*** DATA SHOWN Section Begins ***

PR #2217, opened 2024-01-08
feat: support yaml extension

AustinAbro321:
## Description

Support yaml extension in lint following these rules https://docs.docker.com/compose/compose-file/11-extension/

## Related Issue

Relates to #2064 

## Type of change

## Checklist before merging


src/pkg/packager/lint/lint.go
Racer159, line 1: You can do patternProperties: `"^x-"` to make this work for jsonschema

https://github.com/alecthomas/jsonschema/blob/9eeeec9d044b28001bc1a5aaf61333d60ac33a64/reflect.go#L74

Racer159 (changes requested):

hack/.templates/jsonschemaforhumans/section_properties_details.md
Racer159, line 1: `is_pattern_property` should be cleaned up where it is no longer used.

zarf.schema.json
```diff
@@ -552,7 +585,7 @@
           "description": "The name of the resource or selector to wait for",
           "examples": [
             "podinfo",
-            "app\u0026#61;podinfo"
+            "app&#61;podinfo"
```
Racer159, line 588: These changes are going to break the website since they will display funny

Racer159 (changes requested):

zarf.schema.json
Racer159: ah ok no you're right - the \u was to get around limitations in the jsonschema library but looks like `jq` did this change which is after that part of the process

Racer159 (changes requested):

src/pkg/packager/lint/lint.go
```diff
@@ -267,7 +267,35 @@ func makeFieldPathYqCompat(field string) string {
...
+		if slice, ok := value.([]interface{}); ok {
+			for _, item := range slice {
+				if nestedMap, ok := item.(map[string]interface{}); ok {
+					removeYamlExtensionFields(nestedMap)
+				}
+			}
+		}
+	}
+}
+
```
Racer159, line 293:
```suggestion
```

src/pkg/packager/lint/lint.go
```diff
@@ -267,7 +267,35 @@ func makeFieldPathYqCompat(field string) string {
...
 func validateSchema(validator *Validator) error {
+	if zarfPackageMap, ok := validator.untypedZarfPackage.(map[string]interface{}); ok {
+		removeYamlExtensionFields(zarfPackageMap)
+	}
+
```
Racer159, line 298:
```suggestion
```

Racer159 (changes requested):
Should have noticed earlier, but this code is not needed now that x- is allowed by schema

Racer159 (approved):
lgtm

PR #2220, opened 2024-01-09
feat: check for available node resources before building injector pod

### LINKED ISSUE #2144: Make sure node has enough resources available for scheduling injector pod
When zarf attempts to run the injector since it's tied to a specific node it should check if the node has sufficient resources available, it does not and can end up in a stuck state where the pod is never scheduled if the node doesn't have enough resources available.

- **Given** a cluster with workloads
- **When** zarf is picking a node for the injector pod
- **Then** zarf checks the resource availability on nodes before picking one

chrishorton:
## Description

Addresses https://github.com/defenseunicorns/zarf/issues/2144 to check if node has enough resources before the injector runs

## Related Issue

Fixes #2144 

## Type of change

## Checklist before merging

### DIFF
--- a/src/pkg/cluster/injector.go
+++ b/src/pkg/cluster/injector.go
@@ -28,6 +28,13 @@ import (
 // The chunk size for the tarball chunks.
 var payloadChunkSize = 1024 * 768
 
+var (
+	requestedCPU    = resource.MustParse(".5")
+	requestedMemory = resource.MustParse("64Mi")
+	limitCPU        = resource.MustParse("1")
+	limitMemory     = resource.MustParse("256Mi")
+)
+
 // StartInjectionMadness initializes a Zarf injection into the cluster.
 func (c *Cluster) StartInjectionMadness(tmpDir string, imagesDir string, injectorSeedSrcs []string) {
 	spinner := message.NewProgressSpinner("Attempting to bootstrap the seed image into the cluster")
@@ -54,7 +61,7 @@ func (c *Cluster) StartInjectionMadness(tmpDir string, imagesDir string, injecto
 	// Get all the images from the cluster
 	timeout := 5 * time.Minute
 	spinner.Updatef("Getting the list of existing cluster images (%s timeout)", timeout.String())
-	if images, err = c.GetAllImages(timeout); err != nil {
+	if images, err = c.GetAllImages(timeout, requestedCPU, requestedMemory); err != nil {
 		spinner.Fatalf(err, "Unable to generate a list of candidate images to perform the registry injection")
 	}
 
@@ -362,12 +369,12 @@ func (c *Cluster) buildInjectionPod(node, image string, payloadConfigmaps []stri
 			// Keep resources as light as possible as we aren't actually running the container's other binaries
 			Resources: corev1.ResourceRequirements{
 				Requests: corev1.ResourceList{
-					corev1.ResourceCPU:    resource.MustParse(".5"),
-					corev1.ResourceMemory: resource.MustParse("64Mi"),
+					corev1.ResourceCPU:    requestedCPU,
+					corev1.ResourceMemory: requestedMemory,
 				},
 				Limits: corev1.ResourceList{
-					corev1.ResourceCPU:    resource.MustParse("1"),
-					corev1.ResourceMemory: resource.MustParse("256Mi"),
+					corev1.ResourceCPU:	   limitCPU,
+					corev1.ResourceMemory: limitMemory,
 				},
 			},
 		},
--- a/src/pkg/cluster/injector.go
+++ b/src/pkg/cluster/injector.go
@@ -29,10 +29,10 @@ import (
 var payloadChunkSize = 1024 * 768
 
 var (
-	requestedCPU    = resource.MustParse(".5")
-	requestedMemory = resource.MustParse("64Mi")
-	limitCPU        = resource.MustParse("1")
-	limitMemory     = resource.MustParse("256Mi")
+	injectorRequestedCPU    = resource.MustParse(".5")
+	injectorRequestedMemory = resource.MustParse("64Mi")
+	injectorLimitCPU        = resource.MustParse("1")
+	injectorLimitMemory     = resource.MustParse("256Mi")
 )
 
 // StartInjectionMadness initializes a Zarf injection into the cluster.
@@ -61,7 +61,7 @@ func (c *Cluster) StartInjectionMadness(tmpDir string, imagesDir string, injecto
 	// Get all the images from the cluster
 	timeout := 5 * time.Minute
 	spinner.Updatef("Getting the list of existing cluster images (%s timeout)", timeout.String())
-	if images, err = c.GetAllImages(timeout, requestedCPU, requestedMemory); err != nil {
+	if images, err = c.GetAllImages(timeout, injectorRequestedCPU, injectorRequestedMemory); err != nil {
 		spinner.Fatalf(err, "Unable to generate a list of candidate images to perform the registry injection")
 	}
 
@@ -369,12 +369,12 @@ func (c *Cluster) buildInjectionPod(node, image string, payloadConfigmaps []stri
 			// Keep resources as light as possible as we aren't actually running the container's other binaries
 			Resources: corev1.ResourceRequirements{
 				Requests: corev1.ResourceList{
-					corev1.ResourceCPU:    requestedCPU,
-					corev1.ResourceMemory: requestedMemory,
+					corev1.ResourceCPU:    injectorRequestedCPU,
+					corev1.ResourceMemory: injectorRequestedMemory,
 				},
 				Limits: corev1.ResourceList{
-					corev1.ResourceCPU:	   limitCPU,
-					corev1.ResourceMemory: limitMemory,
+					corev1.ResourceCPU:	   injectorLimitCPU,
+					corev1.ResourceMemory: injectorLimitMemory,
 				},
 			},
 		},
--- a/src/pkg/k8s/images.go
+++ b/src/pkg/k8s/images.go
@@ -20,7 +20,7 @@ type ImageMap map[string]bool
 type ImageNodeMap map[string][]string
 
 // GetAllImages returns a list of images and their nodes found in pods in the cluster.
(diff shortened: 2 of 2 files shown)


chrishorton:
Description

Addresses #2144 to check if node has enough resources before the injector runs

Related Issue: #2144

Fixes #2144

src/pkg/k8s/images.go
```diff
@@ -68,6 +69,13 @@ findImages:
 			return nil, fmt.Errorf("unable to get the node %s", pod.Spec.NodeName)
 		}
 
+		requestedCPU := resource.MustParse(".5")
+		requestedMemory := resource.MustParse("64MiB")
+		if nodeDetails.Status.Allocatable.Cpu().Cmp(requestedCPU) >= 0 &&
+		   nodeDetails.Status.Allocatable.Memory().Cmp(requestedMemory) >= 0 {
```
Racer159, line 75:
```suggestion
		if nodeDetails.Status.Allocatable.Cpu().Cmp(requestedCPU) < 0 ||
		   nodeDetails.Status.Allocatable.Memory().Cmp(requestedMemory) < 0 {
```
The logic here seems inverted.

Also, I think it is ok if we accept a node if its allocatable resources are equal, there is a chance it could fill up in the time we have remaining (there always could be a chance of that) but it would likely be better to try if we can than fail when things would otherwise have worked.

Racer159 (changes requested):
Thanks for the PR!  Looks like some of the logic needs updating and passing down the resources into `GetImagesWithNodes` from the `cluster` package would help keep the code drier.

src/pkg/k8s/images.go
chrishorton: Thanks for catching that!

Okay thanks for clarifying, that makes sense to me.

src/pkg/k8s/images.go
```diff
@@ -68,6 +69,13 @@ findImages:
 			return nil, fmt.Errorf("unable to get the node %s", pod.Spec.NodeName)
 		}
 
+		requestedCPU := resource.MustParse(".5")
+		requestedMemory := resource.MustParse("64MiB")
```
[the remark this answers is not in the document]
chrishorton: I agree. Made these into `cluster` package variables and passed as arguments into `k8s` package `GetAllImages()` -> `GetImagesWithNodes()`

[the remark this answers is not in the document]
chrishorton: Whoops. Caught this in a different commit but it didn't make it in. Fixed now!

chrishorton:
Resolved all your suggestions in latest commit, thanks!

src/pkg/cluster/injector.go
```diff
@@ -28,6 +28,13 @@ import (
 // The chunk size for the tarball chunks.
 var payloadChunkSize = 1024 * 768
 
+var (
+	requestedCPU    = resource.MustParse(".5")
+	requestedMemory = resource.MustParse("64Mi")
+	limitCPU        = resource.MustParse("1")
+	limitMemory     = resource.MustParse("256Mi")
```
Racer159, line 35: tiny thing on these - since they are specific to the injector pod they should include a reference in the name incase people see them elsewhere when typing `cluster.` with IntelliSense

```suggestion
	injectorRequestedCPU    = resource.MustParse(".5")
	injectorRequestedMemory = resource.MustParse("64Mi")
	injectorLimitCPU        = resource.MustParse("1")
	injectorLimitMemory     = resource.MustParse("256Mi")
```

src/pkg/k8s/images.go
```diff
@@ -19,7 +20,7 @@ type ImageMap map[string]bool
 type ImageNodeMap map[string][]string
 
 // GetAllImages returns a list of images and their nodes found in pods in the cluster.
-func (k *K8s) GetAllImages(timeoutDuration time.Duration) (ImageNodeMap, error) {
+func (k *K8s) GetAllImages(timeoutDuration time.Duration, requestedCPU resource.Quantity, requestedMemory resource.Quantity) (ImageNodeMap, error) {
```
Racer159, line 23:
```suggestion
func (k *K8s) GetAllImages(timeoutDuration time.Duration, minNodeCPU resource.Quantity, minNodeMemory resource.Quantity) (ImageNodeMap, error) {
```
Another name suggestion but minNodeCPU may help folks better understand what these are if they're using them as a library.

src/pkg/k8s/images.go
```diff
@@ -46,7 +47,7 @@ func (k *K8s) GetAllImages(timeoutDuration time.Duration) (ImageNodeMap, error)
 
 // GetImagesWithNodes checks for images on schedulable nodes and returns
 // a map of these images and their nodes in a given namespace.
-func (k *K8s) GetImagesWithNodes(namespace string) (ImageNodeMap, error) {
+func (k *K8s) GetImagesWithNodes(namespace string, requestedCPU resource.Quantity, requestedMemory resource.Quantity) (ImageNodeMap, error) {
```
Racer159, line 50:
```suggestion
func (k *K8s) GetImagesWithNodes(namespace string, minNodeCPU resource.Quantity, minNodeMemory resource.Quantity) (ImageNodeMap, error) {
```

Racer159 (changes requested):
Thanks for the changes! Logic looks good (will let the tests run to make sure) - since this is library code made some suggestions for naming though.

chrishorton:
Pushed those changes!

src/pkg/k8s/images.go
```diff
@@ -68,6 +69,11 @@ findImages:
 			return nil, fmt.Errorf("unable to get the node %s", pod.Spec.NodeName)
 		}
 
+		if nodeDetails.Status.Allocatable.Cpu().Cmp(requestedCPU) < 0 ||
+		   nodeDetails.Status.Allocatable.Memory().Cmp(requestedMemory) < 0 {
```
Racer159, line 73:
```suggestion
		if nodeDetails.Status.Allocatable.Cpu().Cmp(minNodeCPU) < 0 ||
		   nodeDetails.Status.Allocatable.Memory().Cmp(minNodeMemory) < 0 {
```

These would need to be updated as well.

Racer159 (changes requested):

src/pkg/k8s/images.go
chrishorton: Wow. No idea how I missed that. Thanks for the help!!!

chrishorton:
@lucasrod16 I would tend to agree with you on that. Wasn't sure about creating new global variables but not changing the function signature would be more ideal since it's public facing and would be a breaking change for usages.

lucasrod16:
@chrishorton thanks for submitting this PR 🙂

Racer159:
> I think we should try to avoid changing the function signatures of `GetAllImages` and `GetImagesWithNodes` because they are public facing APIs.
> 
> ```go
> var (
> 	injectorRequestedCPU    = resource.MustParse(".5")
> 	injectorRequestedMemory = resource.MustParse("64Mi")
> 	injectorLimitCPU        = resource.MustParse("1")
> 	injectorLimitMemory     = resource.MustParse("256Mi")
> )
> ```
> 
> These variables are static and will likely not change often, so we could move them to the k8s package, make them public, and use them directly in the functions that need them instead of passing them in as parameters.
> 
> @Racer159 @Noxsios thoughts?

I suggested this direction since it would be relatively easier to implement than a larger refactor that is likely warranted for how the injector pod gets built - we only use these functions for this purpose so they could ultimately be tailored more to the injector node selection process and removed from `k8s` if we wanted.  Currently IMO it would make more sense to move things into `cluster` than to `k8s` because no Zarf-specific logic is in `k8s` today (the only "zarf" thing it imports is `helpers` and that also has a rule to not import anything else from Zarf.

The `injector*` variables are global to the `cluster` package so we could mess things up in the future but they are `private` so people importing `cluster` won't be able to mess them up without something like `go:linkname` which is why I was ok with them being there for now (would just be up to the Zarf maintainers to make sure that they aren't modified).

I do agree the function signature is a little odd taking in the node resource quantities though so we could refactor both `GetImagesWithNodes` and `GetAllImages` into a function with a better signature (potentially something like `func  GetImagesFromAvailableNodes(timeoutDuration time.Duration, minResources corev1.ResourceList)  (ImageNodeMap, error)` that would check all resource types and be a bit better named.

Racer159:
For historical context, these functions are also a bit appendix-like - they had more of a purpose back when Zarf performed more node checks on `init` but we removed some of those to reduce the permissions Zarf needs to run in a cluster.

chrishorton:
That would work. When I was working on this, trying for an elegant solution (not changing func signatures) everything produced a circular dependency because of how the logic is intertwined and used in the two packages.

> For historical context, these functions are also a bit appendix-like - they had more of a purpose back when Zarf performed more node checks on init but we removed some of those to reduce the permissions Zarf needs to run in a cluster.

I think this is also a good reason to refactor `getAllImages` and `GetImagesWithNodes` out of the k8s package.

Would be happy to work on this, if a new issue is created to refactor/migrate.

chrishorton:
> @chrishorton thanks for submitting this PR 🙂

Glad I can help a bit! I'm struggling to manually deploy a lot of our software over an air-gap so any tooling that helps is gold to me :D

Noxsios:
I don't have much to add aside from echoing that the relationship between `pkg/k8s` and `pkg/cluster` needs to be re-evaluated. A bit ago we moved `pkg/cluster` from `internal` to `pkg` (https://github.com/defenseunicorns/zarf/pull/2162) to support external usage of `cluster`. IMO `cluster` should be the de-facto library export and `k8s`'s functions should be merged in (as `cluster` is a utility for interacting w/ Zarf specific cluster needs.). Users should be using the Kubernetes K8s lib otherwise.

Doing some cursory checks, I can also see that there are some public receivers on `k8s` that are not used in Zarf, IMO those should be removed during this refactor (yes a breaking change, but 99% of them are bare abstractions on top of the core k8s lib).

Racer159:
Created this issue to capture the above feedback - https://github.com/defenseunicorns/zarf/issues/2222 (feel free to pick it up if you want @chrishorton !)

Going to approve this as is for now though with the intent that the tech debt gets addressed in the future.

Racer159 (approved):
lgtm

lucasrod16 (approved):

*** DATA SHOWN Section Ends ***

▶ _TASK ITEM_
Reply with one number only, the count of lines above that hold the string "commit".

▶ _TASK RESPONSE_
2